Some local authorities in England fear extinction.
A few months ago, swimmers gathered in the water at the Bramley Baths, a fine Edwardian building in Leeds that has been in use since 1904, to watch the 1970s cult movie Jaws as one "has never seen it before".
On Sunday, they will hold a more prosaic fund-raiser, urging members to bring along cakes for afternoon teas in the bath’s gardens. Recently, they urged parents to bring along their babies for a photoshoot.
Bramley has to spend a lot of time thinking about fund-raising since its transfer into community ownership last year on a 25-year lease after Leeds City Council decided that it no longer wanted to pay for it.
In Newcastle, however, the famous City Pool, which was the first training ground for three British Olympians, has already closed – following cost-cutting by Newcastle City Council as it seeks to cut £100 million off its spending.
Funding problems are not going away. On Wednesday, UK chancellor of the exchequer George Osborne announced that councils in England will get 10 per cent less in 2015/16, on top of the 33 per cent fall in state grants that has occurred since 2010.
Frivolous spending
In some cases, the cutbacks have prompted much-needed reform: layers of management have been removed in some places; some councils have combined to share services, while frivolous spending by councillors is coming under the microscope as never before.
The figures are startling: In 2010, Whitehall funding for local government (excluding education, police and fire) stood at £29.7 billion. By 2014/15, that contribution will have dropped to £22.1 billion.
The freeze on council tax rises that has been in place since the Conservatives/Liberal Democrats coalition came to power will continue for a further two years, though councils can over-ride that by having a local referendum.
So far, councils have done remarkably well, according to the London School of Economics’ Tony Travers, though even he points out that they have managed to make half of the savings that will be needed to be racked up by March 2015.
Even Tory MPs are worried. Last month, the Commons’ Public Accounts Committee, which has eight Tory members, warned that the Department of Communities and Local Government “does not properly understand the impact” of cuts on local services.

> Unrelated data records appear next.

PR #247766, opened 2023-08-07
GNOME: 44 → 45

bobby285271:
This updates GNOME desktop environment and its underlying platform to [45 series](https://release.gnome.org/45), some of the highlights (pain points) are:

- gnome-shell{,-extensions} now using ESModules
- gsettings-desktop-schemas 45 dropped window shading support
- Bumped API version: libmutter-13, sysprof-6, libpeas-2
- New core apps: loupe 45 and snapshot 45
- GJS using spidermonkey 115
- ~~Cairo was bumped from a 4-year-old version (1.16.0) to 1.18.0~~ Done separately in https://github.com/NixOS/nixpkgs/pull/257301
- xdg-desktop-portal 1.17 reworked how portal implementations are loaded

Current running evals:

360bbbce42a8215b35f297f42d3c878cdd79b724: https://hydra.nixos.org/eval/1801912?filter=x86_64-linux&compare=1801877

0edd45851f4dad51e068de409028d795e7a0b93a: https://hydra.nixos.org/eval/1802015?compare=1802011

## Test/contribute to this PR

> This will be merged soon, if you wish to review please do.

To switch your system to this branch:

- Pass `-I nixpkgs=https://github.com/NixOS/nixpkgs/archive/refs/heads/gnome.tar.gz` flag to `nixos-rebuild`
- Use `nixos-rebuild build-vm` to create a VM if you don't wish to test on physical machine
- With flakes, `nix flake update --override-input nixpkgs github:NixOS/nixpkgs/gnome`

PR #160343, opened 2022-02-16
GNOME: 41 → 42

jtojnar:
https://discourse.gnome.org/t/gnome-42-released/9255
http://release.gnome.org/42
[Introducing GNOME 42 - YouTube](https://youtu.be/du-2QpWbiLU)

https://github.com/NixOS/nixpkgs/projects/44

This time starting a bit early.

-----

Main pain points:

- ~~libsoup3 migration https://gitlab.gnome.org/GNOME/libsoup/-/issues/218~~ does not look ready for this cycle, let’s stay on libsoup 2 when possible
- gtk4 migration https://gitlab.gnome.org/GNOME/Initiatives/-/issues/26

Processes can only link against one version of the library (even transitively), or there will be symbol clashes!

----

cc @NixOS/gnome 

https://hydra.nixos.org/jobset/nixpkgs/gnome

PR #324361, opened 2024-07-03
gnome.gnome-remote-desktop: re-enable tests

l0b0:
## Description of changes

Adds enough build inputs to ensure the built-in tests run.

This partially reverts commits efb08d9060b804c4d8525c42be2b960a53354a0a (#247766) / 1de0e97b3721f5361c738d13308123e02f563515 (#160343).

@bobby285271 @jtojnar This was done as a naive precursor to #266774, and I'm not sure whether there are any additional caveats I'm not aware of beyond the tests being flaky at the time they were disabled.

## Things done

- Built on platform(s)
  - [x] x86_64-linux
  - [ ] aarch64-linux
  - [ ] x86_64-darwin
  - [ ] aarch64-darwin
  - [ ] `sandbox = relaxed`
  - [ ] `sandbox = true`
- [x] Tested, as applicable:

---

### DIFF
--- a/pkgs/by-name/gn/gnome-remote-desktop/package.nix
+++ b/pkgs/by-name/gn/gnome-remote-desktop/package.nix
@@ -1,32 +1,32 @@
 {
-  stdenv,
-  lib,
-  fetchurl,
-  cairo,
-  meson,
-  ninja,
-  pkg-config,
-  python3,
   asciidoc,
-  wrapGAppsHook3,
+  cairo,
+  fdk_aac,
+  fetchurl,
+  freerdp3,
+  fuse3,
+  gdk-pixbuf,
   glib,
+  gnome,
+  lib,
+  libdrm,
   libei,
   libepoxy,
-  libdrm,
-  nv-codec-headers-11,
-  pipewire,
-  systemd,
-  libsecret,
   libnotify,
   libopus,
+  libsecret,
   libxkbcommon,
-  gdk-pixbuf,
-  freerdp3,
-  fdk_aac,
-  tpm2-tss,
-  fuse3,
-  gnome,
+  meson,
+  ninja,
+  nv-codec-headers-11,
+  pipewire,
+  pkg-config,
   polkit,
+  python3,
+  stdenv,
+  systemd,
+  tpm2-tss,
+  wrapGAppsHook3,
 }:
 
 stdenv.mkDerivation rec {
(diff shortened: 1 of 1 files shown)


pkgs/desktops/gnome/core/gnome-remote-desktop/default.nix
```diff
@@ -20,12 +20,18 @@
 , libopus
 , libxkbcommon
 , gdk-pixbuf
+, cmake
```
jtojnar: Are you sure `cmake` is needed? Meson supports it for finding dependencies but typically, `pkg-config` will be sufficient. See <https://github.com/jtojnar/nixpkgs-hammering/blob/master/explanations/meson-cmake.md> for more info.

pkgs/desktops/gnome/core/gnome-remote-desktop/default.nix
```diff
@@ -73,7 +85,6 @@ stdenv.mkDerivation rec {
     "-Dsystemd_system_unit_dir=${placeholder "out"}/lib/systemd/system"
     "-Dsystemd_sysusers_dir=${placeholder "out"}/lib/sysusers.d"
     "-Dsystemd_tmpfiles_dir=${placeholder "out"}/lib/tmpfiles.d"
-    "-Dtests=false" # Too deep of a rabbit hole.
```
jtojnar, line 76: This just re-enables building them. To actually run them, you need `doCheck = true`.

jtojnar:
> This partially reverts commits \[…\] 1de0e97b3721f5361c738d13308123e02f563515

Would not the second commit be re-applied rather than reverted?

pkgs/desktops/gnome/core/gnome-remote-desktop/default.nix
l0b0: It must've been included (or superseded) by another dependency, because the build used to fail because it was missing when I removed `"-Dtests=false"`. Removing…

l0b0:
> > This partially reverts commits […] [1de0e97](https://github.com/NixOS/nixpkgs/commit/1de0e97b3721f5361c738d13308123e02f563515)
> 
> Would not the second commit be re-applied rather than reverted?

Oh, I meant in the sense of reverting to running the tests (which turned out to require `doCheck = true;`).

pkgs/desktops/gnome/core/gnome-remote-desktop/default.nix
l0b0: Oh, good thing you mentioned this; the build was showing a whole bunch of tests running. Are different tests enabled by removing `-Dtests=false` and setting `doCheck = true;`?

l0b0:
The current issue seems to be

> Failed to start EGL thread: Missing extension 'EGL_EXT_platform_base'

Does this mean the test needs to run in a VM?

pkgs/desktops/gnome/core/gnome-remote-desktop/default.nix
jtojnar: Not sure what you have seen – no tests will run unless `doCheck` is `true`.

jtojnar:
> > Failed to start EGL thread: Missing extension 'EGL_EXT_platform_base'
> 
> Does this mean the test needs to run in a VM?

🤷‍♀️ Down the rabbit hole we go.

Maybe it is possible to use mesa software rendering but this is not something I am very familiar with.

The Local Government Association complains that the latest cuts will “stretch essential services to breaking point in many areas”, warning that one council in Somerset in the West Country is unviable, while one-in-eight will fail to balance their budgets.
“It’s disappointing that a feudal approach still exists in relation to local government funding. Vital services are being damaged because councils do not have a seat at the table to negotiate a fair deal for local communities,” said Sir Mervyn Cockell.
However, necessity can be the mother of invention: £3.8 billion worth of social care funding is being transferred from the National Health Service to councils to pay for elderly care – an example of “joined-up thinking”, Cockell concedes.
“This will help older and vulnerable people to stay healthy and remain at home thereby avoiding unnecessary hospital admissions or emergency visits to A&E,” says communities secretary Eric Pickles. For some, the bluff and rotund Yorkshireman – “the model of lean government”, Osborne told MPs jokingly on Wednesday as he announced spending plans for 2015/16 – is the villain of the piece.
Most, if not all of his department’s statisticians have been fired, but his officials are unable to monitor how much of the savings he is demanding are coming from genuine efficiencies, or coming from cutting into the bone of vital services, MPs grumble.
Legacy of poverty
Councils most dependent on Whitehall grants have lost out most, even though they – because of a legacy of poverty and social problems – are also the ones that need the money most.
Under changes, councils will be able to keep a share of business rates revenue, rather than having to send it on directly to London, though business fears that this will just encourage them to increase it.
Pickles, however, is no mood to listen to complaints, saying council tax arrears ran to £691 million in March this year, though he is less likely to point out that this means that over 97 per cent of people are paying up.
For him, the model to be followed is the “tri-borough” co-operation agreement provisionally reached in London this year between Westminster City Council, Hammersmith & Fulham and Kensington and Chelsea.
Five hundred staff will go – nearly 40 per cent of them middle and senior managers.
Meanwhile, the 2,000 buildings run by the three councils will be managed by an outside contractor, which has been given a 10-year, £150 million deal.
The leader in this field is Barnet in north London – the so-called EasyJet Council because it wants to contract hundreds of millions worth of services to private industry – has fended off local opposition in a High Court battle in April.
Nearly 800 jobs would be hived off, including planners, road maintenance, food and restaurant inspectors and the staff who tend to the council’s cemeteries. For Pickles, Barnet is the future. For others it is the nightmare.